(Data provided begins)

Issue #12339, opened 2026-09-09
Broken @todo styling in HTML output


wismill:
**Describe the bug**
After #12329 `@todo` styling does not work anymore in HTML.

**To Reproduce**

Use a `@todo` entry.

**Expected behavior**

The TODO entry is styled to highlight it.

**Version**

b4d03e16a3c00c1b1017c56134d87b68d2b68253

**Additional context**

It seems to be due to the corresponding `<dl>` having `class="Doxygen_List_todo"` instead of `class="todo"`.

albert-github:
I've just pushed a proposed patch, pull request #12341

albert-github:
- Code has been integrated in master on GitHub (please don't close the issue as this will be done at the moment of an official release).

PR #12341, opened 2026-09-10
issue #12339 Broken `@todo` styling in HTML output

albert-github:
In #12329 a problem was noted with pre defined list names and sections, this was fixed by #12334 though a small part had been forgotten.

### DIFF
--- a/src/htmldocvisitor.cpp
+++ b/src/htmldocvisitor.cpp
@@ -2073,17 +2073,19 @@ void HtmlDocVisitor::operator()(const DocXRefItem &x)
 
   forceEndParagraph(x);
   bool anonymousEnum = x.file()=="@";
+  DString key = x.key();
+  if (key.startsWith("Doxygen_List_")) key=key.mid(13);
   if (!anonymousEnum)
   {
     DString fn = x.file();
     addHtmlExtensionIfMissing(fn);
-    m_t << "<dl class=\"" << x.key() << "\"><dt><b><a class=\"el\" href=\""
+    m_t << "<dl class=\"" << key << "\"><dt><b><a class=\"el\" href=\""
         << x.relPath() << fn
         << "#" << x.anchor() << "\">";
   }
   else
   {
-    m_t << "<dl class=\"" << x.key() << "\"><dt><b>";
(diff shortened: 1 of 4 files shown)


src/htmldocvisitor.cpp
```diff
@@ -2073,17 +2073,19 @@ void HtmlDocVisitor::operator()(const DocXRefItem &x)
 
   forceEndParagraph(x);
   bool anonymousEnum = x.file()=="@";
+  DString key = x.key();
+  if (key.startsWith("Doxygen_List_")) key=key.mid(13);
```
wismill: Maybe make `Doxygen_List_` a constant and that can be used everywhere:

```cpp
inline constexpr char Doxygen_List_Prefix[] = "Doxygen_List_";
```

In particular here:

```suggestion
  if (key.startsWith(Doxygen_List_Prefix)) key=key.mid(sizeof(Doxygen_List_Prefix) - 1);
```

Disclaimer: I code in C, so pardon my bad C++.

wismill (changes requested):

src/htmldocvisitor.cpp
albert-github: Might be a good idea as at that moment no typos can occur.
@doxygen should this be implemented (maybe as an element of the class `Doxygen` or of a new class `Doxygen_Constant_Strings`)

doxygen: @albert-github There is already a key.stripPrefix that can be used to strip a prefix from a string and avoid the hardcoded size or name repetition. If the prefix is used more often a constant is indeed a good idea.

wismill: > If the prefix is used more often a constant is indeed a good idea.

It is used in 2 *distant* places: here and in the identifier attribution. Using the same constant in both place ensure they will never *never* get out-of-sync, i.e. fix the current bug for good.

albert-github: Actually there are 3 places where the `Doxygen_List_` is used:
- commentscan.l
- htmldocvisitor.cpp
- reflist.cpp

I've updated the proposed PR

(Data provided ends)

Problem to solve: Exactly as shown, repeat every record.

Response to the exercise:
Issue #12339, opened 2026-09-09
Broken @todo styling in HTML output


wismill:
**Describe the bug**
After #12329 `@todo` styling does not work anymore in HTML.

**To Reproduce**

Use a `@todo` entry.

**Expected behavior**

The TODO entry is styled to highlight it.

**Version**

b4d03e16a3c00c1b1017c56134d87b68d2b68253

**Additional context**

It seems to be due to the corresponding `<dl>` having `class="Doxygen_List_todo"` instead of `class="todo"`.

albert-github:
I've just pushed a proposed patch, pull request #12341

albert-github:
- Code has been integrated in master on GitHub (please don't close the issue as this will be done at the moment of an official release).

PR #12341, opened 2026-09-10
issue #12339 Broken `@todo` styling in HTML output

albert-github:
In #12329 a problem was noted with pre defined list names and sections, this was fixed by #12334 though a small part had been forgotten.

### DIFF
--- a/src/htmldocvisitor.cpp
+++ b/src/htmldocvisitor.cpp
@@ -2073,17 +2073,19 @@ void HtmlDocVisitor::operator()(const DocXRefItem &x)
 
   forceEndParagraph(x);
   bool anonymousEnum = x.file()=="@";
+  DString key = x.key();
+  if (key.startsWith("Doxygen_List_")) key=key.mid(13);
   if (!anonymousEnum)
   {
     DString fn = x.file();
     addHtmlExtensionIfMissing(fn);
-    m_t << "<dl class=\"" << x.key() << "\"><dt><b><a class=\"el\" href=\""
+    m_t << "<dl class=\"" << key << "\"><dt><b><a class=\"el\" href=\""
         << x.relPath() << fn
         << "#" << x.anchor() << "\">";
   }
   else
   {
-    m_t << "<dl class=\"" << x.key() << "\"><dt><b>";
(diff shortened: 1 of 4 files shown)


src/htmldocvisitor.cpp
```diff
@@ -2073,17 +2073,19 @@ void HtmlDocVisitor::operator()(const DocXRefItem &x)
 
   forceEndParagraph(x);
   bool anonymousEnum = x.file()=="@";
+  DString key = x.key();
+  if (key.startsWith("Doxygen_List_")) key=key.mid(13);
```
wismill: Maybe make `Doxygen_List_` a constant and that can be used everywhere:

```cpp
inline constexpr char Doxygen_List_Prefix[] = "Doxygen_List_";
```

In particular here:

```suggestion
  if (key.startsWith(Doxygen_List_Prefix)) key=key.mid(sizeof(Doxygen_List_Prefix) - 1);
```

Disclaimer: I code in C, so pardon my bad C++.

wismill (changes requested):

src/htmldocvisitor.cpp
albert-github: Might be a good idea as at that moment no typos can occur.
@doxygen should this be implemented (maybe as an element of the class `Doxygen` or of a new class `Doxygen_Constant_Strings`)

doxygen: @albert-github There is already a key.stripPrefix that can be used to strip a prefix from a string and avoid the hardcoded size or name repetition. If the prefix is used more often a constant is indeed a good idea.

wismill: > If the prefix is used more often a constant is indeed a good idea.

It is used in 2 *distant* places: here and in the identifier attribution. Using the same constant in both place ensure they will never *never* get out-of-sync, i.e. fix the current bug for good.

albert-github: Actually there are 3 places where the `Doxygen_List_` is used:
- commentscan.l
- htmldocvisitor.cpp
- reflist.cpp

I've updated the proposed PR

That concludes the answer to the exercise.